While recent surveys convey that Internet users have concern about personal privacy online (Madden & Rainie, 2015), digital culture often relies upon the publicity of private life. Ursula Frohne (2002) posits that in light of social media and the relationship between self-presentation, self-promotion, and online surveillance, ‘What is to be feared, then, is perhaps less the threats to our privacy from a panoptic media culture… than the social and cultural devaluation of anonymity, the erosion of introspective and un-televised moments of life’ (p. 256). There is a tension between user desire for protection from the invasive oversight of governments and corporations online and the willing disclosure of personal information, pictures, location data, preferences, habits, and desires. Capital’s intensified exploitation of the private realm goes hand in hand with the cultural association of submission to technologies of surveillance with self-expression and empowerment for many online users. These cultural practices destabilize the clear division between public and private life that liberal democratic theorists like John Stuart Mill (1864), Jürgen Habermas (1991), and Hannah Arendt (1958) argued were essential to democracy. Under digital culture, surveillance extends throughout social life.

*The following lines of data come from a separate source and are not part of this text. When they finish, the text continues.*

PR #2606, opened 2025-05-24
Import missing `ExprTrait`

Huliiiiii:
## PR Info

- Closes 

- Dependencies:
  - https://github.com/SeaQL/sea-query/pull/890

- Dependents:
  - 

## New Features

- [ ] 

## Bug Fixes

- [ ] 

## Breaking Changes

- [ ] 

## Changes

- [ ]

### DIFF
--- a/tests/active_enum_tests.rs
+++ b/tests/active_enum_tests.rs
@@ -13,6 +13,7 @@ use sea_orm::{
     sea_query::{BinOper, Expr},
     ActiveEnum as ActiveEnumTrait, DatabaseConnection, FromQueryResult, QuerySelect,
 };
+use sea_query::ExprTrait;
 
 #[sea_orm_macros::test]
 async fn main() -> Result<(), DbErr> {
@@ -141,10 +142,10 @@ pub async fn insert_active_enum(db: &DatabaseConnection) -> Result<(), DbErr> {
     assert_eq!(
         model,
         Entity::find()
-            .filter(
-                Expr::col(Column::Tea)
-                    .binary(BinOper::In, Expr::tuple([Tea::EverydayTea.as_enum()]))
-            )
+            .filter(Expr::col(Column::Tea).binary(
+                BinOper::In,
+                Expr::tuple([ActiveEnumTrait::as_enum(&Tea::EverydayTea)])
+            ))
             .one(db)
             .await?
             .unwrap()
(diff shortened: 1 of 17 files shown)


Huliiiiii:
I found a issue where `ExprTrait::as_enum` would conflict with `ActiveEnum::as_enum`

tests/active_enum_tests.rs
```diff
@@ -141,10 +142,10 @@ pub async fn insert_active_enum(db: &DatabaseConnection) -> Result<(), DbErr> {
...
         model,
         Entity::find()
-            .filter(
-                Expr::col(Column::Tea)
-                    .binary(BinOper::In, Expr::tuple([Tea::EverydayTea.as_enum()]))
-            )
+            .filter(Expr::col(Column::Tea).binary(
+                BinOper::In,
+                Expr::tuple([ActiveEnumTrait::as_enum(&Tea::EverydayTea)])
+            ))
```
Expurple, line 148: > I found a issue where `ExprTrait::as_enum` would conflict with `ActiveEnum::as_enum`

I think, this is acceptable and won't result in much breakage. I have an application that heavily uses `ExprTrait`, but practically never uses `ActiveEnum`. So, I haven't encountered this issue there. I think, that's fairly typical for the user code.

But as I think about it deeper, we should probably have `ActiveEnum: Into<SimpleExpr>`, just like I want to have `ColumnTrait: Into<SimpleExpr>` (https://github.com/SeaQL/sea-orm/discussions/2548). I think, calling `ExprTrait` methods directly on enums would be very nice. And this way, `ActiveEnum` automatically "inherits" `ExprTrait::as_enum` and we can delete `ActiveEnum::as_enum`. Let's do this separately. I added a section with more details in https://github.com/SeaQL/sea-orm/discussions/2548.

Expurple (commented):
Thank you. Everything looks good, but `cargo test --workspace` fails. You need to add two more imports.

After that, we can trigger a CI run to check other test configurations

tests/active_enum_tests.rs
Huliiiiii: `ActiveEnum::as_enum` is different from `ExprTrait::as_enum`, where the latter requires a typename, while the former always uses its own typename.

Expurple (commented):
@tyt2y3, can you trigger a CI run? The PR seems ready in general

Expurple (approved):
Everything seems good in both PRs, thank you.

Now we can:

- merge https://github.com/SeaQL/sea-query/pull/890
- then rollback the `Cargo.toml` changes here (should've kept the Draft status until then, so that we don't forget)
- merge this PR

Expurple:
https://github.com/SeaQL/sea-query/pull/890 has been merged.

Now we can rollback the `Cargo.toml` changes and merge this

Expurple:
@tyt2y3, you can merge this now.

The new CI failures come from https://github.com/SeaQL/sea-query/pull/891 (https://github.com/SeaQL/sea-orm/pull/2607 not being merged yet)

PR #2607, opened 2025-05-25
Fix non_exhaustive enums missing arms

Huliiiiii:
## PR Info

- Closes 

- Dependencies:
  - https://github.com/SeaQL/sea-query/pull/891

- Dependents:
  - 

## New Features

- [ ] 

## Bug Fixes

- [ ] 

## Breaking Changes

- [ ] 

## Changes

- [ ]

### DIFF
--- a/src/query/combine.rs
+++ b/src/query/combine.rs
@@ -49,6 +49,7 @@ where
                             ColumnRef::Asterisk | ColumnRef::TableAsterisk(_) => {
                                 panic!("cannot apply alias for Column with asterisk")
                             }
+                            _ => unreachable!(),
                         },
                         SimpleExpr::AsEnum(_, simple_expr) => match simple_expr.as_ref() {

The digital economy thus fosters not only a hybridization of the public and private spheres, but it also merges capitalist and public interests, given the direct economic exploitation of both spheres. As Zizi Papacharissi (2010a) explains, ‘information about decision-making behaviors that occur in the private realm increasingly becomes a tradable commodity’ (p. 45). This information, assembled by private data brokers, is marketed and sold to both private and state entities. For example, the Digital Recognition Network collects surveillance data on most vehicles registered in the United States. Repossession and insurance companies, as well as the police, use this data (Musgrave, 2014). The subject’s active engagement with digital culture thus simultaneously produces her as an object of market and state knowledge. What current privacy rights frameworks struggle to account for, given the emphasis on individual rights-based claims, is the process of dividuation – the mass data aggregation that allows for the prediction and governance of subjects’ behavior and choices – on which the digital economy is predicated.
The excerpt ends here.